# National Geographic's Photography Contest 2010



## Digicat (21. Nov. 2010)

Servus Fotofreunde

Die Fotos des Wettbewerbs ....

Meine persönlichen Sieger sind Bild #7 & Bild #8 ....

Aber es sind alle sehenswerte Fotos .....


----------



## 69pflanzenfreund69 (22. Nov. 2010)

*AW: National Geographic's Photography Contest 2010*

Danke für den Link Helmut , mit gefallen die Fotos 2 + 8 + 35


----------



## Moderlieschenking (22. Nov. 2010)

*AW: National Geographic's Photography Contest 2010*

hallo Helmut,

sehr beeindruckende Fotos, vielen Dank für den Link

LG Markus


----------



## Conny (22. Nov. 2010)

*AW: National Geographic's Photography Contest 2010*

Hallo Helmut,

wie will man diese Bilder vergleichen 
Schöner Link


----------



## Christine (22. Nov. 2010)

*AW: National Geographic's Photography Contest 2010*

Hi,

diese Bilder kann man nicht vergleichen - es sind übrigens nicht alle, wenn man auf die Bewertungsseite geht, findet man noch mehr und sie sind dann auch in Kategorien aufgeteilt.
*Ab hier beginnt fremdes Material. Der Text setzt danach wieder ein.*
PR #246, opened 2015-11-17
Updated Symfony2 example to use correct dependency injection

aschempp:
One should not inject the service container to later retrieve services, but let the container injection the needed services directly.

Also please be aware that `security.context` is deprecated since Symfony 2.6, but I'm not sure if the example should still support older versions.

### DIFF
--- a/docs/integrations/symfony2.rst
+++ b/docs/integrations/symfony2.rst
@@ -39,21 +39,21 @@ Capturing context can be done via a monolog processor:
 
     namespace AppBundle\Monolog;
 
-    use Symfony\Component\Security\Core\SecurityContext;
     use AppBundlee\Entity\User;
+    use Symfony\Component\Security\Core\Authentication\Token\Storage\TokenStorage;
 
     class SentryContextProcessor
     {
-        protected $securityContext;
+        protected $tokenStorage;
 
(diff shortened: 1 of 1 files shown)


docs/integrations/symfony2.rst
```diff
@@ -37,28 +37,25 @@ Capturing context can be done via a monolog processor:
 
 .. sourcecode:: php
 
-    namespace Acme\Bundle\AcmeBundle\Monolog;
+    namespace AppBundle\Monolog;
 
-    use Symfony\Component\DependencyInjection\ContainerInterface;
-    use Acme\Bundle\AcmeBundle\Entity\User;
+    use AppBundlee\Entity\User;
+    use Symfony\Component\Security\Core\Authentication\Token\Storage\TokenStorage;
```
inanimatt: 1. `AppBundlee` :smile_cat: 
2. Better to use `Symfony\Component\Security\Core\Authentication\Token\Storage\TokenStorageInterface` surely? (Don't forget to update the type hint on line 49 too!)

aschempp: Both fixed!

dcramer:
Thanks @aschempp and @inanimatt!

Mein Favoriten sind übrigens 6 und 41.


----------



## laolamia (22. Nov. 2010)

*AW: National Geographic's Photography Contest 2010*

hallo!

ok, jetzt weiss ich was kunst ist 
echt schoen


----------



## Eva-Maria (22. Nov. 2010)

*AW: National Geographic's Photography Contest 2010*

Vielen Dank, Helmut!
Was für Bilder.... einzigartig, jedes Einzelne.


----------



## Dodi (22. Nov. 2010)

*AW: National Geographic's Photography Contest 2010*

Hallo Helmut,

ich muss sagen: beeindruckend! 

Vielen Dank für den Link.


----------



## Springmaus (22. Nov. 2010)

*AW: National Geographic's Photography Contest 2010*

Hallo

super schöne Bilder !!! Vielen Dank für den Link


----------



## mimo (22. Nov. 2010)

*AW: National Geographic's Photography Contest 2010*

Tolle Bilder!
Aber ich tipp mal Nummer 39 findet hier nicht viele Freunde 

LG
Miriam


----------